PART A. Find correct company names at the SEC

In [None]:
# PART A. STEP 1.
# CREATE LIST OF COMPANY NAMES FROM CSV
# Read in companies from a csv file to create a list of lists. Each list will contain one company name.
# If running on Colabs, you will need to upload the file to the runtime to use it
# or pull it from a Google Drive:
# This section of code gets the data from my google drive
#
#from google.colab import drive
#drive.mount('/content/drive')
#f = open('/content/drive/MyDrive/Colab Notebooks/filename.csv', encoding="utf8")
#frs_text = f.read()
#f.close()

# Expected file layout is one column with header 
# and each company name on it's own row.
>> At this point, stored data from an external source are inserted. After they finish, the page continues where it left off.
PR #17, opened 2022-06-01
Major refactor of code, Added layout features for overview page

SanjeevLakhwani:
## Dev Changes
- Upgraded webpack to v5 from v3
- Added webpack watch command to be able for a better developing experience
    - To use it, one can after running `npm run gobuild`, can run `npm run watch` on a different terminal from the same root folder
- Webpack now also compiles/bundles with original source code for better browser debugging experience
- Converted all the existing class based components to function based components
- Refactored all the code to be more optimised, logical and non-monolitihic
- Added redux toolkit instead of using plain redux and thunk, to have a more logical store.
    - Now a store slice is made with `createSlice` from redux toolkit, thunks are made with `createAsyncThunk` and the depreciated `createStore` command has been switched to the recommended `configureStore` command
-  Constants and Utils were also refactored for appropriate use
### Overview Page
- Charts are now displayed in a card component
    -  Charts now do not have a title property but the cards have the title property now
- Cards in their header have up and down arrow to rearrange them by 1
- Cards in their header have a + button for to bring manage charts drawer
- Cards in their header have a x button to remove it
- The arrangement of charts, and whether they are displayed is persisted and stored in the localstorage
- The last card is the + card which also brings up the Manage Charts Drawer
- The manage charts drawer has the title of all the charts as a list
    - The list items are draggable and their rearrangement is synchronous to the arrangement of charts on the overview page
    - The list items also have a checkbox to manage whether the chart is displayed or not
- The overview page has an individuals count in header
### Search Page
The search page on the outside doesn't have many changes but massively refactored internally
- After reaching the query parameter selection limit, the other checkboxes are now disabled
- Units how now been moved to the description tooltip
- The "Get Results" button has been changed to have an internal loader and different UI


src/js/utils/DataUtils.js
```diff
@@ -0,0 +1,138 @@
...
+      if (intKey < leftTaper) {
+        const tlkey = `< ${leftTaper}`;
+        if (taperLeft == undefined) {
+          taperLeft = { x: tlkey, y: inputData[key] };
+        } else {
+          taperLeft.y += inputData[key];
+        }
+      } else if (intKey >= rightTaper + binSize) {
+        const trkey = `>= ${rightTaper + binSize}`;
+        if (taperRight == undefined) {
```
ppillot, line 64: same as above

src/js/utils/DataUtils.js
```diff
@@ -0,0 +1,138 @@
...
+const parseDataGeneral = (inputData) =>
+  Object.keys(inputData).map((key) => ({ x: key, y: inputData[key] }));
+
+export const binMissingData = (data) => {
+  const missingObject = data.filter((obj) => obj.x === 'missing');
+
+  if (missingObject.length > 0) {
+    // fancy one liner to splice the object out and re-append it
+    data.push(data.splice(data.indexOf(missingObject[0]), 1)[0]);
+  }
```
ppillot, line 110: nit. can be simplified by calling `data.indexOf` in a first step and avoiding the filter part. Should be more performant also as `.filter` parses the whole array, when `indexOf` stops as soon as the "missing" bin is found

src/js/utils/localStorage.js
```diff
@@ -0,0 +1,41 @@
+export const verifyData = (nArr, oArr) => {
+  if (nArr.length !== oArr.length) {
+    return false;
+  }
+
+  return oArr.every(
+    (e) =>
+      nArr.findIndex(
```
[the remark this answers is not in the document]
ppillot: Also the construct .findIndex() !== -1 could be made more readable by replacing it with `.includes()`

src/js/utils/localStorage.js
```diff
@@ -0,0 +1,41 @@
...
+  }
+};
+
+export const getValue = (key, defaultVal, verifyFunc) => {
+  try {
+    const serializedState = localStorage.getItem(key);
+    if (serializedState === null) {
+      return defaultVal;
+    }
+    const unsearlizedState = JSON.parse(serializedState);
```
ppillot, line 29: spelling (`unsearlized...`)

src/js/utils/localStorage.js
```diff
@@ -0,0 +1,41 @@
...
+    }
+
+    return unsearlizedState;
+  } catch (err) {
+    return defaultVal;
+  }
+};
+
+export const convertSequenceAndDisplayData = (arr) =>
+  arr.map((e) => ({ name: e.name, isDisplayed: e.isDisplayed }));
```
ppillot, line 41: Sugg: you might enforce the cast to boolean with `isDisplayed: !!e.isDisplayed`

src/js/utils/queryUtils.js
```diff
@@ -0,0 +1,32 @@
...
+  ...otherProps
+}) => {
+  if (type === 'string') {
+    if (format === 'date') return queryTypes.DATE;
+    else if (otherProps.enum) return queryTypes.SELECT;
+    else return queryTypes.INPUT;
+  } else if (type === 'number') {
+    if (is_range) return queryTypes.RANGE;
+    else return queryTypes.NUMBER_INPUT;
+  } else return queryTypes.INPUT;
```
ppillot, line 17: FOr legibility, indent this statement or wrap it in curly braces to put it at the same level as its counterparts

src/js/features/data.js
```diff
@@ -0,0 +1,133 @@
...
+      const localValue = getValue(LS_CHARTS_KEY, convertedData, (val) =>
+        verifyData(val, convertedData)
+      );
+
+      const temp = [...state.chartData];
+
+      state.chartData = localValue.map((e) => ({
+        ...temp.find((v) => v.name === e.name),
+        isDisplayed: e.isDisplayed,
+      }));
```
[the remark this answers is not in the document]
SanjeevLakhwani: The number of charts is going to be small anyways so nothing to worry about

src/js/features/data.js
```diff
@@ -0,0 +1,133 @@
...
+
+      convertedData = convertSequenceAndDisplayData(state.chartData);
+
+      saveValue(LS_CHARTS_KEY, convertedData);
```
gsfk, line 123: I'm not an expert on redux toolkit but this looks an awful lot like you have side effects in your reducers. These should be in action creators instead.

src/js/utils/DataUtils.js
SanjeevLakhwani: on analyzing, the function is redundant as it is always binned in the data already

SanjeevLakhwani: I am just gonna remove the function

SanjeevLakhwani: on analyzing the function, the only thing it does is to move it to the end of the data, so im just gonna create a function to do that

gsfk (changes requested):
This is great! It's _much_ more attractive than it was. Thank you.

There were a few code puzzles for me, but I tried to focus on tests, since Paul has been through the code so thoroughly already. 

A general issue that came up in tests is that there's a brittle dependency on the katsu version: it's not resilient to minor additions to katsu's config file, and tends to crash on any unexpected changes to the overview response. This is also a katsu issue, the config file itself could probably be more robust. 


A few design comments:

- The giant "plus sign" card seems awfully huge for a config menu, it's also misleading since it does more than add charts, it also removes them, and does whatever else might go on in the drawer. (The drawer is great!)

- Why is there a "manage charts" button on every chart?

- Do users really need to re-order charts? And if yes, is the best solution buttons on every chart? Can this be done in the drawer? Or by making them draggable? I don't know what the most intuitive solution is. 

- Tooltips for bar chart bins now only show the labels, ideally they should show the _range_ covered by the bar rather than just the label. 

- Pie charts are cropped a bit, eg:

Screenshot from 2022-06-03 09-49-54

src/js/utils/localStorage.js
SanjeevLakhwani: already taken care of with checking the type of isDisplayed to be boolean

src/js/components/TabbedDashboard.js
```diff
@@ -1,38 +1,59 @@
...
+  const tabBarStyle = { marginBottom: '20px' };
 
-  const overviewTabTitle = <p style={tabTitleStyle}>Overview</p>
-  const searchTabTitle = <p style={tabTitleStyle}>Search</p>
+  const overviewTabTitle = <p style={tabTitleStyle}>Overview</p>;
+  const searchTabTitle = <p style={tabTitleStyle}>Search</p>;
+
+  const { overview, queryParameterStack, isFetchingData } = useSelector(
+    (state) => state.data
+  );
```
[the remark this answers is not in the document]
SanjeevLakhwani: Oops well it is great to know that that is the case but umm, overview and queryParameterStack were not even required in this case, that was just old cade I forgot to remove. So now there is only one, isFetchingData.

src/js/components/overview/Drawer/ChartTree.js
```diff
@@ -0,0 +1,78 @@
...
+    if (dropPosition === -1) {
+      ar.splice(i, 0, dragObj);
+    } else {
+      ar.splice(i + 1, 0, dragObj);
+    }
+
+    dispatch(rearrange(data.map((e) => e.key)));
+  };
+
+  const checkedKeys = useSelector((state) =>
```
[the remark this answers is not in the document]
SanjeevLakhwani: yeah that is my fault, I copied the code from antd website and didnt care myself to refactor it. It collides with pauls comments too, therefore im gonna mark it as resolved

src/js/constants/overviewConstants.js
```diff
@@ -0,0 +1,49 @@
...
+//   "#fdae61",
+//   "#abd9e9",
+//   "#74add1",
+//   "#4575b4",
+// ]
+
+export const BAR_CHART_FILL = '#4575b4';
+export const BAR_CHART_MISSING_FILL = '#bbbbbb';
+
+export const LS_CHARTS_KEY = 'charts';
```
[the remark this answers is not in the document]
SanjeevLakhwani: Local Storage Charts Key, it is just the key we are using to store the chart sequence data in local storage

src/js/features/data.js
SanjeevLakhwani: I know but the otherway was to have an increased code complexity, which i wanted to kind of run away from. I would look into it.

src/js/components/overview/Drawer/ChartTree.js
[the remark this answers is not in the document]
SanjeevLakhwani: yup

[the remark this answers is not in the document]
SanjeevLakhwani: an array of keys (name) that are checked, this is how antd processes them

src/js/features/data.js
SanjeevLakhwani: going through the code again , I realized that I could have done that in the thunk itself

src/js/constants/overviewConstants.js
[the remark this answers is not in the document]
gsfk: consider renaming to LOCAL_STORAGE_CHART_KEY or something more clear

src/js/utils/DataUtils.js
```diff
@@ -19,52 +15,51 @@ const parseDateData = (inputData) => {
...
 };
 
 const parseNumericalData = (inputData, leftTaper, rightTaper, binSize) => {
   let formattedData = [];
   let taperLeft, taperRight;
 
-  Object.keys(inputData).forEach((key, index, arr) => {
+  Object.entries(inputData).forEach(([key, value], index, arr) => {
     const intKey = parseInt(key);
     if (intKey != NaN) {
```
ppillot, line 49: this is always false (even `NaN === NaN` is false)
use `!Number.isNaN(intKey)`

src/js/utils/DataUtils.js
```diff
@@ -118,21 +103,19 @@ export const parseData = ({ data, properties: props }) => {
...
-  formattedData = binMissingData(formattedData);
+  const missingIndex = formattedData.findIndex((e) => e.x === 'missing');
+  if (missingIndex !== -1)
+    formattedData.push(formattedData.splice(missingIndex, 1)[0]);
 
   // order categories according to config file, where applicable
-  if (props.enum) {
-    formattedData = orderCategories(formattedData, props.enum);
-  }
+  if (props.enum) formattedData = orderCategories(formattedData, props.enum);
```
ppillot, line 118: Maybe this should be moved before the "missing to the end" part? I am afraid we are not guaranteed tiah the "missing" category will be at the end??

src/js/utils/localStorage.js
```diff
@@ -26,12 +25,12 @@ export const getValue = (key, defaultVal, verifyFunc) => {
     if (serializedState === null) {
       return defaultVal;
     }
-    const unsearlizedState = JSON.parse(serializedState);
-    if (!verifyFunc(unsearlizedState)) {
+    const unsearializedState = JSON.parse(serializedState);
```
ppillot, line 28: spelling? `unserializedState`

ppillot (changes requested):
Thanks for these modifications. It's even more clear now.
Please fix the `== NaN`issue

Eg:
#       Companyname
#       Company1
#       Company2
#       Company3

rows = []
with open("Board_SEC_list_formerlegalnames.csv", 'r') as file:
    csvreader = csv.reader(file)
    header = next(csvreader)
    for row in csvreader:
        rows.append(row)
print(header)
print(rows)

In [None]:
# # PART A. STEP 2
# CREATE LIST OF COMPANY NAMES AS STRINGS
# read through the list of lists companies (rows - this is from the csv read above), 
# take the first list in the rows list (subitem) and get the contents (item)
# and append that company (item) to the new company_list as a string and not a list.
# 
company_list = [item for sublist in rows for item in sublist]
print(company_list)
    

In [None]:
# # PART A. OPTIONAL FOR TESTING
# check to make sure the file got entered into the list
# len(company_list)

In [None]:
## PART A. OPTIONAL - take a look at the list to make sure it looks like we think it should.
# change the number in the brackets to see different forms. Create a range with a colon, e.g. [23:30]
# NOTE: Python starts counting (indexing) with 0 so the first item in the list would be doclist[0].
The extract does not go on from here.